La segunda ilusión es que el régimen lucha por mantenerse en el poder. Tal vez algunos de los dirigentes del régimen piensan que pueden convertir toda Siria en una Hama que les conceda otros treinta años de permanencia en el poder. Pero la realidad dice lo contrario y dibuja un escenario oscuro del verdadero proyecto que tiene en mente la máquina de represión y terror: destruir Siria.

Tal es la lógica de los regímenes dictatoriales árabes, desde Saddam hasta Gaddafi y por supuesto, los Asad. Si ya no es posible gobernar el país, que se vaya al infierno. Quieren destruir hoy siria y su tejido social, convirtiéndola en despojos de pueblo y restos de patria. Ante la caída de esas dos ilusiones, la misión de la revolución siria está más clara a pesar de las dificultades, y lo que es obvio es que solo pueden contar consigo mismos, ocupando calles y ciudades, con una perseverancia inagotable.

Por otra parte, la misión de la revolución siria es proteger a Siria del aparato desintegrador del régimen, y ello exige la elaboración de un discurso claro sobre dos cuestiones clave: la primera es el rechazo a que el país se vea arrastrado a una guerra sectaria, cueste lo que cueste, elaborando un discurso y una práctica nacionales democráticos dirigidos a las tres minorías sectarias cuyo miedo el régimen cree poder explotar. Se trata de un discurso y una práctica dirigidos a las conciencias de los alauíes, los cristianos y los drusos que dibuje los horizontes de una nación en la que no cabe el sectarismo ni la persecución de las minorías y en la que se prohíba el hacer pagar a las personas el precio de los crímenes del régimen. Siria ha de ser una nación para todos los árabes y los kurdos en la que el ciudadano goza de todos sus derechos sin tener en cuenta la raza, la nación o la adscripción religiosa.
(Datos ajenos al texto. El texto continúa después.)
PR #1896, opened 2021-09-18
feat: add acl auth support for sentinels

jsievenpiper:
👋🏾 Hey There!

Hopefully this is a pretty straightforward one. I have a redis installation that I'm trying to leverage that has Redis6 ACL auth against the Sentinels. This exposes a `SentinelUsername` field that propagates down to the underlying client (which already switches between Redis < 6 auth and ACL auth).

While I was there, I added a new test suite for the ACL'd sentinels!

### DIFF
--- a/main_test.go
+++ b/main_test.go
@@ -40,27 +40,15 @@ const (
 	sentinelPort3      = "9128"
 )
 
-const (
-	aclSentinelUsername = "sentinel-user"
-	aclSentinelPassword = "sentinel-pass"
-	aclSentinelName     = "my_server"
-	aclServerPort       = "10001"
-	aclSentinelPort1    = "10002"
-	aclSentinelPort2    = "10003"
-	aclSentinelPort3    = "10004"
-)
-
 var (
 	sentinelAddrs = []string{":" + sentinelPort1, ":" + sentinelPort2, ":" + sentinelPort3}
-	aclSentinelAddrs = []string {":" + aclSentinelPort1, ":" + aclSentinelPort2, ":" + aclSentinelPort3}
 
 	processes map[string]*redisProcess
 
-	redisMain, aclServer                           *redisProcess
+	redisMain                                      *redisProcess
 	ringShard1, ringShard2, ringShard3             *redisProcess
 	sentinelMaster, sentinelSlave1, sentinelSlave2 *redisProcess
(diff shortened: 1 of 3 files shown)


sentinel_test.go
```diff
@@ -212,3 +212,62 @@ var _ = Describe("NewFailoverClusterClient", func() {
...
+			Password: aclSentinelPassword,
+		})
+
+		addr, err := sentinel.GetMasterAddrByName(ctx, aclSentinelName).Result()
+		Expect(err).NotTo(HaveOccurred())
+
+		server = redis.NewClient(&redis.Options{
+			Addr:       net.JoinHostPort(addr[0], addr[1]),
+			MaxRetries: -1,
+		})
```
vmihailenco, line 245: This looks unused?

main_test.go
```diff
@@ -364,6 +388,28 @@ func startSentinel(port, masterName, masterPort string) (*redisProcess, error) {
...
+		return nil, err
+	}
+
+	for _, cmd := range []*redis.StatusCmd{
+		redis.NewStatusCmd(ctx, "ACL", "SETUSER", aclSentinelUsername, "ON", ">" + aclSentinelPassword, "-@all",
+			"+auth", "+client|getname", "+client|id", "+client|setname", "+command", "+hello", "+ping", "+role",
+			"+sentinel|get-master-addr-by-name", "+sentinel|master", "+sentinel|myid", "+sentinel|replicas",
+			"+sentinel|sentinels"),
+	} {
+		process.Client.Process(ctx, cmd)
```
vmihailenco, line 403: Can we instead run this command on existing sentinel servers? And then run `ACL DELUSER` to disable ACL?

Starting servers is a slow operation so we want to minimize the number of servers we need for testing.

vmihailenco:
Thanks for the PR :+1: If possible, it would be nice to run the new test on existing Sentinel servers. Otherwise, this looks pretty god.

main_test.go
jsievenpiper: Yeah that seems fair, done.

jsievenpiper:
Thanks for taking a look so quickly!

vmihailenco:
Thanks :+1:

jsievenpiper:
You're welcome! Excited to see this in an upcoming release 👍🏾

PR #1897, opened 2021-09-18
feat: add Prometheus instrumentation of pool stats

HatsuneMiku3939:
# feat: add Prometheus instrumentation of pool stats

Hello. Thanks for a wonderful library. `go-redis`  is a major part of our production environments.
This PR adds an extra instrumentation module for exposing pool stats via the Prometheus collector.

I hope this will help people in high traffic production environments.


extra/redisprom/collector.go
```diff
@@ -0,0 +1,81 @@
...
+	misses   *prometheus.Desc
+	timeouts *prometheus.Desc
+
+	totalConns *prometheus.Desc
+	idleConns  *prometheus.Desc
+	staleConns *prometheus.Desc
+}
+
+// NewPoolStatsCollector returns a collector that exports pool metrics about the given redis.UniversalClient.
+func NewPoolStatsCollector(universeClient redis.UniversalClient, name string) prometheus.Collector {
```
vmihailenco, line 21: Probably just `redisprom.NewCollector`? In theory, this collector can gather other stats as well...

vmihailenco:
@HatsuneMiku3939 thanks for the PR. I don't have much experience with Prometheus collector so I can only review the code in general. Maybe someone on @go-redis/team is interested? :)

Overall I do have plans to improve `redisotel` to provide OpenTelemetry Metrics and in theory Prometheus users could use that too. See https://github.com/open-telemetry/opentelemetry-collector-contrib/tree/main/exporter/prometheusexporter

But we can support Prometheus directly too. The lack of reviewers and potential maintainers is the only problem...

dim:
May I suggest using https://github.com/bsm/openmetrics/ instead. It's compatible but far more lightweight than the native collector and has zero dependencies

knadh:
@mr-karan would you want to take a look?

mr-karan:
Would be worthwhile to take a look at https://github.com/VictoriaMetrics/metrics which is another lightweight metrics exporter lib. No dependencies as well.

HatsuneMiku3939:
@vmihailenco 
As you say, Prometheus users could use OpenTelemetry Metrics. And, I think the potential maintainer problem is more critical rather than add a new feature in OSS projects.

I will close this PR and publish it as a seprate project. Is this all right?

HatsuneMiku3939:
@dim @mr-karan 
Thanks for your suggestions. I will consider it if I continue to work on this PR.

vmihailenco:
@HatsuneMiku3939 sorry for the delay. Yes, let's publish this a separate module/project so we don't block you without being really helpful. I will add a link to your project to the GitHub readme and probably write an article at redis.uptrace.dev.

And thanks everyone for the input. Looks like there are a lot of good options for metrics...

vmihailenco:
@HatsuneMiku3939 I've created https://github.com/go-redis/redisprom and sent you an invite. Let's continue there.

Thanks again for the PR.

PR #1899, opened 2021-09-20
Add support for BLMove command

alexus1024:


vmihailenco:
Thanks for the contribution, but please fix action checks...

alexus1024:
Hmm. It was merged. Unexpected. Should I still fix these pipeline problems or it is not important anymore?

vmihailenco:
No need, I've fixed that myself.

PR #1906, opened 2021-09-25
feat: add SetVal method for each command

### LINKED ISSUE #1879: Add API to set the result value of command
We already have the function `SetErr` in the interface `Cmder` to set a custom error in command response result. But there are cases where we want to manually set response value to command result. For example when attach hooks to command process we can interrupt the processing of a command and set a custom value to command. 

So please add function `SetVal(interface{})` to the interface `Cmder`.

Stavrospanakakis:
Closes #1879

### DIFF
--- a/command.go
+++ b/command.go
@@ -200,6 +200,10 @@ func (cmd *Cmd) String() string {
 	return cmdString(cmd, cmd.val)
 }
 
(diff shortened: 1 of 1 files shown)


vmihailenco:
Thanks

La segunda cuestión es la conformación de un proyecto político social para la Siria del futuro, que asegure la libertad, la justicia social y la desintegración del aparato de seguridad y económico de la mafia, un aparato que ha destruido la economía siria y la ha convertido en un marco para el pillaje.

Durante las complicadas negociaciones en el Consejo de Seguridad, parecía como si Rusia intentara no quedarse totalmente aislada internacionalmente y eso infundió la esperanza de que el proyecto de resolución árabe sería aprobado tras los cambios sufridos. Pero parece que Putin y su régimen oligárquico ha preferido establecer una alianza entre las mafias siria y rusa con la esperanza de encontrar para sí misma un lugar en el cambio árabe. Esta decisión es  patética porque el interés nacional sirio y árabe exige la presencia de un equilibrio en la zona en el que Rusia podía haber jugado un papel central, pero el veto le ha hecho perder esa oportunidad y ha empujado a Siria a la masacre.